Epidemiyolojik önlemler çoğunlukla aşılama  uygulamasından oluşuyordu. 1922'de Kızıl Ordu'nun tamamı da dahil olmak üzere on milyon kişi aşılandı. Su temini kaynakları ve kanalizasyon sistemleri o zaman mümkün olduğunca kontrol edildi ve temizlendi. 1923 ve 1926 yılları arasında birkaç izole vaka görüldü, ancak 1927'den sonra kolera tamamen kayboldu. 

Tifo ateşi ve dizanteri ile ilgili durum böyle değildir . Her iki hastalık da yetersiz su kaynakları ve gıda maddelerinin verimsiz kontrolü sonucunda Çar Rusyasın'da salgındı. 1914 öncesi ortalama tifo morbiditesi her 10.000 kişi için yaklaşık 25'di ve dizanteri oranı biraz daha yüksekti. İç Savaş sırasında sıhhi koşullar o kadar kötüleşti ki, her iki hastalıktan da hastalık oranı iki katına çıktı. Savaş öncesi koşullara 1922'de ulaşıldı ve o zamandan beri her iki hastalık vakasında yavaş bir azalma oldu. .... 1940 yılında   RSFSR, Ukrayna ve Beyaz Rusyada her on sivilden biri aşılandı. 1941'e gelindiğinde, morbidite, Birinci Dünya Savaşı'ndan önce olan oranın beşte birinden daha azdı, ancak hastalık hala endişe kaynağıydı. Aynı şey, ülkenin özellikle güney ve doğu kesimlerinde, dizanteri için de geçerlidir. 

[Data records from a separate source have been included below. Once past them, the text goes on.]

PR #123, opened 2017-09-27
Upgrade to React 16

### LINKED ISSUE #122: Compatibility with React 16
>Error: Element ref was specified as a string (search) but no owner was set. You may have multiple copies of React loaded. (details: https://fb.me/react-refs-must-have-owner).

The code uses string-based refs in multiple places, I believe. That functionality was marked for deprecation in React 15. React 16 was just released, and no longer supports this feature.

Gargron:
Fix #122

- Upgrade React to 16.0.0
- Replace deprecated ref syntax
- Upgrade Webpack to 3.6.0
- Upgrade minor dependencies that don't have breaking changes

### DIFF
--- a/.babelrc
+++ b/.babelrc
@@ -1,11 +1,44 @@
 {
-  "presets": ["es2015", "react"],
+  "presets": ["react"],
   "plugins": [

Çiçek hastalığı, aşılama yoluyla kontrol edilebilen önlenebilir bir hastalıktır. Çarlık Rusya'sının aşı lanmayı zorunlu kılan yasası yoktu, ancak Zemstvo yetkilileri nüfusu aşılamaya çalıştı ve düzenli aşı kampanyaları yürüttü …. Birinci Dünya Savaşı sırasında Zemstvo doktorları seferber edildi. Sonuç olarak aşılama ihmal edildi ve 1915'te çiçek hastalığı salgını patlak verdi. Ertesi yıl azaldı, 1919'da tekrar alevlendi ve 1920'de 150.000'den fazla vaka ile doruğa ulaştı. 1919 yılında aşılama zorunlu hale getirildi ve 1936 ya gelindiğinde 10 milyondan fazla  kişi aşılandı ve her yıl yeniden aşı ediliyordu. ... 1939'a gelindiğinde hastalık tamamen aşılmıştı. RSFSC nin 1939 yasası ebeveynleri çocukların yaşamlarının ilk yılında aşılanmasını, dört ve beş, on ve onbir yaşlarında  yeniden aşılanma sından sorumlu tutuyordu. On sekiz ila yirmi yaşları arasında tekrar aşılama gerekiyordu. 

Hiç yorum yok

Blogger tarafından desteklenmektedir.